%%
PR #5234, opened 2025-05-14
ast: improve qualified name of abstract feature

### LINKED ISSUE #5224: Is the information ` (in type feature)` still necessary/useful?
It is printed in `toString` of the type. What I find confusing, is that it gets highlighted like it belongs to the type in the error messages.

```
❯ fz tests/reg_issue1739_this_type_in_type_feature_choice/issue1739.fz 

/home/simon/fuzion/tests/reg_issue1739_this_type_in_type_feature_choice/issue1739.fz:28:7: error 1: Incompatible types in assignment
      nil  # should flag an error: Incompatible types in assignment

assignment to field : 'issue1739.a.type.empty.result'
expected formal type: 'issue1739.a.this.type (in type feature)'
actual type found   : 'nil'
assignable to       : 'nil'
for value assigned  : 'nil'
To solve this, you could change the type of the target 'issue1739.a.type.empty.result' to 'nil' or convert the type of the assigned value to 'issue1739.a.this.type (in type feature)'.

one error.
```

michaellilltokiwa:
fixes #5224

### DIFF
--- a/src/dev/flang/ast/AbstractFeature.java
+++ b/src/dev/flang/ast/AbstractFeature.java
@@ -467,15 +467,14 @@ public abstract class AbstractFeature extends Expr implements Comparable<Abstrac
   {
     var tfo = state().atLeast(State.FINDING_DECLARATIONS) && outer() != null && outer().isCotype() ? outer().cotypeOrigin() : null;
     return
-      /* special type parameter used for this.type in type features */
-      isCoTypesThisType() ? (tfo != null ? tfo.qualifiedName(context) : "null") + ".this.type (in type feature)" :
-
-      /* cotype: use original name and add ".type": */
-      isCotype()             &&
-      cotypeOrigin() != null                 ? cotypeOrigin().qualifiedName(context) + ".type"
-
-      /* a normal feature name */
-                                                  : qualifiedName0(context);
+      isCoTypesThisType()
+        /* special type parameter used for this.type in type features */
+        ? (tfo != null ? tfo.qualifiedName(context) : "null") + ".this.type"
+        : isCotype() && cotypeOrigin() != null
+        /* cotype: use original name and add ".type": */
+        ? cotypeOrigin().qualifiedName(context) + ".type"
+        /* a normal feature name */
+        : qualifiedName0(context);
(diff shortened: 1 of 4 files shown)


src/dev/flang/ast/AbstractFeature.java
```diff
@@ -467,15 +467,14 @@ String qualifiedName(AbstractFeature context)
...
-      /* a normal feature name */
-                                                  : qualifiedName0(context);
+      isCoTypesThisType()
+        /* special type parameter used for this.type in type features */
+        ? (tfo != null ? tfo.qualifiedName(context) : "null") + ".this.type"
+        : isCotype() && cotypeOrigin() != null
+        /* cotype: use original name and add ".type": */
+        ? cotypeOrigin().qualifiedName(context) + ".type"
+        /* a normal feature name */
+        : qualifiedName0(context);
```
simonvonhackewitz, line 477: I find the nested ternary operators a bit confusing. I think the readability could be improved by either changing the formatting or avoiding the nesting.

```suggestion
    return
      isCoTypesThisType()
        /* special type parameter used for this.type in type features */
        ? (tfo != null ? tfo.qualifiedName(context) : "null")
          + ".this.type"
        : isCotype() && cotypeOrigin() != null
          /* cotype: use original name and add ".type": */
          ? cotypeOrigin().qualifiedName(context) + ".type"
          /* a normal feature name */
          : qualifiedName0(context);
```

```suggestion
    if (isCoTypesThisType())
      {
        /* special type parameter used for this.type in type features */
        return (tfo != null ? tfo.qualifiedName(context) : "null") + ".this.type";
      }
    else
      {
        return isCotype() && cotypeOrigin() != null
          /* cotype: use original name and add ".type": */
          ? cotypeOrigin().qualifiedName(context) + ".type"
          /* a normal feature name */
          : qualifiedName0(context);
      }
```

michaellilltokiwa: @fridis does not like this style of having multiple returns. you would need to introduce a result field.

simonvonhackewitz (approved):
%%
When the entries above show the word "assignment" in a line, copy that line out.

/home/simon/fuzion/tests/reg_issue1739_this_type_in_type_feature_choice/issue1739.fz:28:7: error 1: Incompatible types in assignment
      nil  # should flag an error: Incompatible types in assignment
assignment to field : 'issue1739.a.type.empty.result'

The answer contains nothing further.